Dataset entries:
--------------------

PR #149, opened 2025-03-17
actor-based structure of downstream server

rkuhn:
Posting this mainly for discussion of the approach.

## Summary by CodeRabbit

- **New Features**
  - Added support for configurable network listening address, maximum downstream peers, and network magic number for incoming connections.
  - Enhanced block forwarding stage to accept and manage network peers, enabling client protocol management and event forwarding.
  - Introduced client protocol handling for chain synchronization, including rollback and forward operations.
  - Added a command-line option to specify the listening address for the daemon.

- **Documentation**
  - Added detailed documentation and diagrams explaining the architecture and concurrency model of the chain forwarding stage.
  - Expanded README with instructions for running a Cardano node using Docker.

- **Chores**
  - Updated dependencies and development dependencies to support new features and protocol handling.
  - Improved .gitignore rules for Cardano node support files and snapshots.

- **Tests**
  - Introduced comprehensive tests for chain synchronization logic, header traversal, and protocol integration.

- **Refactor**
  - Refactored Makefile for flexible configuration of ledger and chain directories, and improved database handling commands.


crates/amaru-consensus/src/chain_forward.rs
```diff
@@ -85,9 +164,18 @@ impl gasket::framework::Worker<ForwardStage> for Worker {
                     hash = %Hash::<32>::from(point),
                 );
 
+                // FIXME: block height should be part of BlockValidated message
+                let store = stage.store.lock().await;
+                if let Some(header) = store.load_header(&Hash::from(point)) {
+                    self.tip = Tip(to_pallas_point(point), header.block_height());
+
+                    self.clients
+                        .send(ClientMsg::Op(ClientOp::Forward(header.clone())));
```
rkuhn: unnecessary clone

crates/amaru-consensus/src/chain_forward/client_protocol.rs
```diff
@@ -0,0 +1,245 @@
...
+            }
+        } else {
+            // parent terminated
+            return Ok(());
+        }
+    }
+}
+
+fn to_header_content(_header: Header) -> HeaderContent {
+    todo!()
```
rkuhn: here I’ll need help, no clue how to construct that header content

crates/amaru-consensus/src/chain_forward.rs
```diff
@@ -107,15 +195,75 @@ impl gasket::framework::Worker<ForwardStage> for Worker {
...
-            BlockValidationResult::RolledBackTo(point) => {
+            Unit::Block(BlockValidationResult::RolledBackTo(point)) => {
                 info!(
                     target: EVENT_TARGET,
                     slot = point.slot_or_default(),
                     hash = %Hash::<32>::from(point),
                     "rolled_back_to"
                 );
+
+                // FIXME: block height should be part of BlockValidated message
```
abailly: Good point

crates/amaru-consensus/src/chain_forward.rs
```diff
@@ -107,15 +195,75 @@ impl gasket::framework::Worker<ForwardStage> for Worker {
...
+                    self.tip = Tip(to_pallas_point(point), header.block_height());
+
+                    self.clients
+                        .send(ClientMsg::Op(ClientOp::Backward(to_pallas_point(point))));
+                }
+
+                Ok(())
+            }
+            Unit::Peer(peer) => {
+                // FIXME: pallas design bug that we only get &Unit and thus cannot take values from it without internal mutability
```
abailly: Do you mean `gasket` instead of `pallas`?

crates/amaru-consensus/src/chain_forward/client_protocol.rs
```diff
@@ -0,0 +1,245 @@
...
+        // TODO: Implement block fetch
+        server.send_no_blocks().await?;
+    }
+
+    Ok(())
+}
+
+enum TxSubmissionMsg {}
+
+async fn tx_submission(
```
abailly: We don't need `TxSubmission` at this stage so probably better to not clutter the code with it

crates/amaru-consensus/src/chain_forward/client_state.rs
```diff
@@ -0,0 +1,119 @@
...
+                current_header = header;
+            }
+            None => return None, // Broken chain
+        }
+    }
+
+    None // Reached genesis without finding any matching point
+}
+
+pub(super) fn hash_point(point: &Point) -> Hash<32> {
```
abailly: there's a `impl From<&Point> for Hash<32>` in `amaru_kernel` IIRC

simulation/amaru-sim/src/bin/amaru-sim/simulator.rs
```diff
@@ -116,7 +116,7 @@ pub fn bootstrap(args: Args) -> Vec<Tether> {
 
     let mut consensus_stage = HeaderStage::new(consensus);
 
-    let mut block_forward = chain_forward::ForwardStage::new(chain_ref.clone());
+    let mut block_forward = chain_forward::ForwardStage::new(chain_ref.clone(), 1);
```
abailly: You can ignore that, simulator code has changed drastically

crates/amaru-consensus/src/chain_forward/client_state.rs
```diff
@@ -0,0 +1,119 @@
...
+/// Find headers between points in the chain store.
+/// Returns None if none of the points in `points` lies in the past of `start_point`.
+/// Otherwise returns Some(headers) where headers is a list of headers leading from
+/// the first found point in the past of `start_point` matching a point from `points`
+/// up to `start_point`.
+pub(super) async fn find_headers_between(
+    store: &Arc<Mutex<dyn ChainStore<Header>>>,
+    start_point: &Point,
+    points: &[Point],
+) -> Option<(Vec<ClientOp>, Tip)> {
```
abailly: I would extract the intersection logic from this module and put it closer to `chain_selection` but that can happen later

crates/amaru-consensus/src/chain_forward/client_protocol.rs
abailly: `HeaderContent` is basically just the CBOR serialiazation of the header
```
pub struct HeaderContent {
    pub variant: u8,
    pub byron_prefix: Option<(u8, u64)>,
    pub cbor: Vec<u8>,
}
```

so something like 
```
let header_content = HeaderContent { 
    variant: 1,
    byron_prefix: None,
   cbor: to_cbor(&header)
} 
```

should work

abailly (commented):
Overall it makes sense to me but there's a lot of ground to tread and I think what would help me understand better the design is a diagram. Adding some design notes  in the `README` of the crate as part of this PR would be great. 
Also, I'd assume you will add tests after having gathered consensus (ah! ah!) on the design?

crates/amaru-consensus/src/chain_forward/client_state.rs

--------------------

- Task requirements -
Track down every line in the entries that includes the string "gasket", and copy it.

- Response -
@@ -85,9 +164,18 @@ impl gasket::framework::Worker<ForwardStage> for Worker {
@@ -107,15 +195,75 @@ impl gasket::framework::Worker<ForwardStage> for Worker {
@@ -107,15 +195,75 @@ impl gasket::framework::Worker<ForwardStage> for Worker {
abailly: Do you mean `gasket` instead of `pallas`?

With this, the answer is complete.